哨戒任務は午前で終了。お風呂に行き、霞の傷を治す。午後からはまた訓練だ。でも、その前に霞の様子がおかしかった。それには吹雪さんも深雪さんも気付いた模様。
「霞どうした? 風呂の回復効果我慢してんのか? あたしにまたダルンダルンな霞を見せてくれてもいいんだぜ?」
「お風呂のは慣れたわよ……。ただ、今更になって身体が震えてきただけ」
戦場では気丈に振る舞っていたが、今になって恐怖心が出てきたらしい。
当たり前の事だった。初めて生と死の境界線に立ったのだから。擦り傷で済んでいるが、それが直撃していたらもっと危ない傷になっていたかもしれない。当たりどころが悪ければ死だ。

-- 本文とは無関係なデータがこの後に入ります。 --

PR #499, opened 2021-05-27
stream, uuid: added support for protocol buffers;

ajscholl:
This commit extends the formats supported by the stream package to
protocol buffers. A properly implemented type is then asked to provide a
protobuf version of itself, that is used to parse the message, and then
the type has to transform its protobuf version to itself. For sending
messages a similar story plays out - a type converts itself to a
protobuf version and then the message is serialized.

After implementing the proper interface with your type you should only
need to configure the output correctly to use the protobuf encoding.
Inputs already receive the format from the attributes and therefore
don't need to be told by hand which format to use.


ajscholl:
TODO: The change from `string` to `Compression/EncodingType` did not work well with the config unmarshalling... need to fix that on Monday

j4k4 (approved):
+1

PR #501, opened 2021-05-28
apiserver, http: added first option to enable compression to apiserver;

ajscholl:
Imagine you want to serve your requests and responses with compression
if the client supports it. You might even want to support the client
sending you compressed requests. How do you do this? Instead of doing
`apiserver.New(api.DefineRouter)`, you do `apiserver.New(api.DefineRouter,
apiserver.WithCompression(apiserver.DefaultCompression))`. Now all
requests which can be easily compressed (i.e., no .png, .git, .jpg, .jpeg)
get compressed without you doing anything differently.

When to use it:
- You have a simple JSON api
- Your clients properly support compression or at least don't advertise
  they do and then fail if you provide compressed responses
- You want to support getting compressed requests (you need to teach
  that to your clients out of band)


pkg/apiserver/server.go
```diff
@@ -32,14 +37,23 @@ type ApiServer struct {
...
+func New(definer Definer, options ...Option) kernel.ModuleFactory {
 	return func(ctx context.Context, config cfg.Config, logger mon.Logger) (kernel.Module, error) {
-		settings := &Settings{
-			Port:         config.GetString("api_port"),
-			Mode:         config.GetString("api_mode"),
-			TimeoutRead:  config.GetDuration("api_timeout_read"),
-			TimeoutWrite: config.GetDuration("api_timeout_write"),
-			TimeoutIdle:  config.GetDuration("api_timeout_idle"),
+		var settings *Settings
+		if config.IsSet("api_port") {
```
j4k4, line 43: I really like the idea of modernizing the config structure, but do we want to invest the time to enforce the new structure?  
I have the feeling that we won't get rid of the old stuff otherwise.. 
To even push this one step further, i would like to rename the package from `apiserver` to `httpserver`.. What do you think?

pkg/apiserver/options.go
```diff
@@ -0,0 +1,66 @@
...
+type CompressionLevel int
+
+const (
+	BestCompression    CompressionLevel = ginGzip.BestCompression
+	BestSpeed          CompressionLevel = ginGzip.BestSpeed
+	DefaultCompression CompressionLevel = ginGzip.DefaultCompression
+	NoCompression      CompressionLevel = ginGzip.NoCompression
+)
+
+func WithCompression(level CompressionLevel, gzipOpts ...ginGzip.Option) Option {
```
j4k4, line 25: Do we want to have this as an option we set via code or as a config setting?  
As we have all other settings like port etc from the config, wouldn't it more consistent to configure this via config, too?  
Or am I missing something here?

ajscholl: It would be more consistent. I just have to transform all the config options then from the config to `ginGzip.Option`s, but yeah, that would be much better. And that shouldn't be too hard... Will do that tomorrow

ajscholl: Actually did this now

pkg/apiserver/server.go
ajscholl: I think I would release this, giving the option to switch to the new structure. Then, in a later version I would drop the old structure and replace the check with a failure (i.e., if you still use the old format, the apiserver doesn't start so you see it isn't working anymore instead of silently have your settings ignored).
I really don't have a string opinion about the naming, I think `apiserver` is okay and sounds like quite some changes needed... So I wouldn't change it, but it wouldn't be too hard to actually change it and if you think this makes sense, I also wouldn't oppose that

j4k4: yeah, this is how you would do it with a library which is used a lot by external projects.. give them some time to migrate.. in our case i still like the "move fast" approach a lot and just do the hard cut.. than it's done and of the table..  
But i also don't want to force you to do it.. :grimacing:

j4k4 (approved):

「敵と戦うのがあんなに怖いなんて思わなかったわ……」
「まぁなぁ。最初は結構ビビりながら戦ってたもんだぜ」
だからといって慣れたというわけではない、と深雪さんは付け加える。戦場は誰だって怖い。私だって怖い。だが、震えはしなくなった。ただ、やらなくてはやられるというのが大きい。
「朝潮ちゃんは初陣の時はそういうの言わなかったね」
「私は疲れすぎてお風呂では口が聞けないくらいダルンダルンでしたから」
「震えよりもそれが大きかったってことね」
霞の震えはまだ止まらないようだ。
それなら、と手を握ってやる。確かに震えている。多少はこれで収まればいいが。
「なら私が逆の手を」
「ならばあたしは身体を」
次々と引っ付かれる霞。
「暑苦しい」
言葉とは裏腹に、大分落ち着いたようだ。お風呂ゆえに全員裸というのは若干良くない光景ではあるが、それで霞が落ち着くならまだマシだろう。
「姉さんだけで充分よ。ほら、散った散った」
「朝潮だけオッケーとかマジでシスコンだな霞」
「うっさい。アンタにはアンタの姉がいるでしょうが。甘えられるだけ甘えなさいな」
吹雪さんが手を大きく広げて深雪さんを待っている。それに見向きもしない深雪さん。
霞の初陣は少しだけ大変だったがこうして終わりを告げた。妹の成長が確認できたのは良かったと思う。
ただ、やっぱり戦場には出てほしくないとも思ってしまった。過保護かもしれない。
霞は弱い部分を外に見せないようにして、裏で一人で悩みそうなタイプ。お姉さんくらいにはそういうの見せていいのよ。